# Task
Set down the full listing exactly, character for character.

# Data shown
Segment Open

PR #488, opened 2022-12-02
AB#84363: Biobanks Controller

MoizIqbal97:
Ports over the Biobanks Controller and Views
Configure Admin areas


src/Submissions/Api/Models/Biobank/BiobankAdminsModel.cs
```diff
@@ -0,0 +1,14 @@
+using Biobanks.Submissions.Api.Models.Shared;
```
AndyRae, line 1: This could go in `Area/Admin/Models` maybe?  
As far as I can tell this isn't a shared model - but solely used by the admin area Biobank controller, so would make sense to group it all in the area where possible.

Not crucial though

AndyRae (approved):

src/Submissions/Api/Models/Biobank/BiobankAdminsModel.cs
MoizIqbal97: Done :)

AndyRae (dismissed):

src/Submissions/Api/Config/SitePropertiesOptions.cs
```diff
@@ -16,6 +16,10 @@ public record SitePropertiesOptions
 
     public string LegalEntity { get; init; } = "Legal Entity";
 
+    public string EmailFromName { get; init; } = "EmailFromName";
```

Segment Closed

# Exercise output
PR #488, opened 2022-12-02
AB#84363: Biobanks Controller

MoizIqbal97:
Ports over the Biobanks Controller and Views
Configure Admin areas


src/Submissions/Api/Models/Biobank/BiobankAdminsModel.cs
```diff
@@ -0,0 +1,14 @@
+using Biobanks.Submissions.Api.Models.Shared;
```
AndyRae, line 1: This could go in `Area/Admin/Models` maybe?  
As far as I can tell this isn't a shared model - but solely used by the admin area Biobank controller, so would make sense to group it all in the area where possible.

Not crucial though

AndyRae (approved):

src/Submissions/Api/Models/Biobank/BiobankAdminsModel.cs
MoizIqbal97: Done :)

AndyRae (dismissed):

src/Submissions/Api/Config/SitePropertiesOptions.cs
```diff
@@ -16,6 +16,10 @@ public record SitePropertiesOptions
 
     public string LegalEntity { get; init; } = "Legal Entity";
 
+    public string EmailFromName { get; init; } = "EmailFromName";
```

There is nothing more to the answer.